### Assignment
Filter the entries and keep only the lines where the string "instance" appears.

[Records from a dataset]
--- START ---

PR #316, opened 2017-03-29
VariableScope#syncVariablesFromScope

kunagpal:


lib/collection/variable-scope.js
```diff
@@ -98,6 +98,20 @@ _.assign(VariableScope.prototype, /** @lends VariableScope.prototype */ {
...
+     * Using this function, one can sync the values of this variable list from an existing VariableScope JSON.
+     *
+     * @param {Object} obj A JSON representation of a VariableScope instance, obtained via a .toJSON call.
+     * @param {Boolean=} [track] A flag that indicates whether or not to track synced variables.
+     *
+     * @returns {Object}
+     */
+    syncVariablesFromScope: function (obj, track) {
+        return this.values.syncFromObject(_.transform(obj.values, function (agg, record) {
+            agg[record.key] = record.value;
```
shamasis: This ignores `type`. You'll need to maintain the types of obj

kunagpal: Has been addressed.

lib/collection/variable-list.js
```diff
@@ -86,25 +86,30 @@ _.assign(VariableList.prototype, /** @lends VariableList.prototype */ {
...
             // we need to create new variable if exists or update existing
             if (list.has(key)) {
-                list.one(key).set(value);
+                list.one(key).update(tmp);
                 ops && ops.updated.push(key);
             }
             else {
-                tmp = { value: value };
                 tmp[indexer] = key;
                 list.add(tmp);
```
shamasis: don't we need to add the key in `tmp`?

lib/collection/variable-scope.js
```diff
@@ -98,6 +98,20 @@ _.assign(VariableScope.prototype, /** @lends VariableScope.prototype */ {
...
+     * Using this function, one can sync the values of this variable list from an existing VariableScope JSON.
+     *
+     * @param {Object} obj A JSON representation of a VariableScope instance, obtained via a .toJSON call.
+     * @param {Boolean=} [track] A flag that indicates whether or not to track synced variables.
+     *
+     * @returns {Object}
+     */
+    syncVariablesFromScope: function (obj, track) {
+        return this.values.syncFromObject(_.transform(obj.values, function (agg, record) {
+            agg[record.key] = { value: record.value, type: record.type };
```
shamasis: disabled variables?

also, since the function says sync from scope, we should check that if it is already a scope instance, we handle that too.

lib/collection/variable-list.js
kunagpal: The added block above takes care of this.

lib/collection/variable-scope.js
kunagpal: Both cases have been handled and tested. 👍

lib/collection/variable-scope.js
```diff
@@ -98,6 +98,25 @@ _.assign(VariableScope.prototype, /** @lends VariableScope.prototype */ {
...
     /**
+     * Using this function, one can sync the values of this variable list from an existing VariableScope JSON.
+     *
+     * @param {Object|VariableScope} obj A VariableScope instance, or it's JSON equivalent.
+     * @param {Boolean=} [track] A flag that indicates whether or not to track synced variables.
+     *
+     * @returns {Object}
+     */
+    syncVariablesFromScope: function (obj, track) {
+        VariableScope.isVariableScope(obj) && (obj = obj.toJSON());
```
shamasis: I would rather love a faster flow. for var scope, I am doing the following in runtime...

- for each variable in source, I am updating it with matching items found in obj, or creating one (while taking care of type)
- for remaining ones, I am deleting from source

--- END ---
--- START ---

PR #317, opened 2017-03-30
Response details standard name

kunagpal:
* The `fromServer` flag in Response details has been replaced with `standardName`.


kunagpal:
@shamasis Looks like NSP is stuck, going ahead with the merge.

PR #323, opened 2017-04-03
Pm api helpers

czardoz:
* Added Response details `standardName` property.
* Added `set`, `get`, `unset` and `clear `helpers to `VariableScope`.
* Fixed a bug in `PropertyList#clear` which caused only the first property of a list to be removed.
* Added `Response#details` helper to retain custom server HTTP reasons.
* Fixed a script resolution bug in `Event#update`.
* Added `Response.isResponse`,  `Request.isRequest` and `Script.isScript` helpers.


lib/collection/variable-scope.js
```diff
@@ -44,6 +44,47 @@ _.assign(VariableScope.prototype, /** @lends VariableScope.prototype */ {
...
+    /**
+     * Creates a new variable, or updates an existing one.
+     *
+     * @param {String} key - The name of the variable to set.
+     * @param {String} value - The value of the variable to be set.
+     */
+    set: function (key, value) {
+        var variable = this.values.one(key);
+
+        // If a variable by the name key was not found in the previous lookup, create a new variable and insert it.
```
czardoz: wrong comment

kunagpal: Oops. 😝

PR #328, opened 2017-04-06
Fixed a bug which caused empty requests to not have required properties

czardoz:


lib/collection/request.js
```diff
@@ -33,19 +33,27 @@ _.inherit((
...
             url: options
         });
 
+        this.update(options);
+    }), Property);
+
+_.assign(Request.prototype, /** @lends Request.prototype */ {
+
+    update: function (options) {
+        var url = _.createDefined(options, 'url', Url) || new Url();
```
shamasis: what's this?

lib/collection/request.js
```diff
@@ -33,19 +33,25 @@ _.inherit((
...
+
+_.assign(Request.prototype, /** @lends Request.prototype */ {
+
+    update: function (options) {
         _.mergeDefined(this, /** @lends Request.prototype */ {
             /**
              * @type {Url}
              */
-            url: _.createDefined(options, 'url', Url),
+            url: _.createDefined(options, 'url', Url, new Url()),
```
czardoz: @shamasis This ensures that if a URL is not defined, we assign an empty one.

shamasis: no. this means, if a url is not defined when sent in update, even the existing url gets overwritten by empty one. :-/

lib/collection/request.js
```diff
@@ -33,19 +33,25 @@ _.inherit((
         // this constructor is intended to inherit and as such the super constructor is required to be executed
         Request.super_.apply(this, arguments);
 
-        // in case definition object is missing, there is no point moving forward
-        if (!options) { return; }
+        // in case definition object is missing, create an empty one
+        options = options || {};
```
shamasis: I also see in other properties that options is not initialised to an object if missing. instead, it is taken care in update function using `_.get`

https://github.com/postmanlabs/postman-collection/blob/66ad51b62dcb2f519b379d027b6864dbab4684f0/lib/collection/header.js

--- END ---
--- START ---

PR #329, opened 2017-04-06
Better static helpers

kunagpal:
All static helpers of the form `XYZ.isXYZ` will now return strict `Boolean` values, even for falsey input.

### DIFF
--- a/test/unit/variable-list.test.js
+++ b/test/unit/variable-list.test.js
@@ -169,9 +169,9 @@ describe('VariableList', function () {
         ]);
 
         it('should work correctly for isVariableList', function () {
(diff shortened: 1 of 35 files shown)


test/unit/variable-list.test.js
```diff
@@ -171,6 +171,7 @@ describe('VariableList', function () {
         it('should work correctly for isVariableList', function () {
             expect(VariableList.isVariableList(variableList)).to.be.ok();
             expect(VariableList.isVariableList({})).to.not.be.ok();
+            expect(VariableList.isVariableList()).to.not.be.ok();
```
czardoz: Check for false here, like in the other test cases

--- END ---

### Task output
+     * @param {Object} obj A JSON representation of a VariableScope instance, obtained via a .toJSON call.
+     * @param {Object} obj A JSON representation of a VariableScope instance, obtained via a .toJSON call.
also, since the function says sync from scope, we should check that if it is already a scope instance, we handle that too.
+     * @param {Object|VariableScope} obj A VariableScope instance, or it's JSON equivalent.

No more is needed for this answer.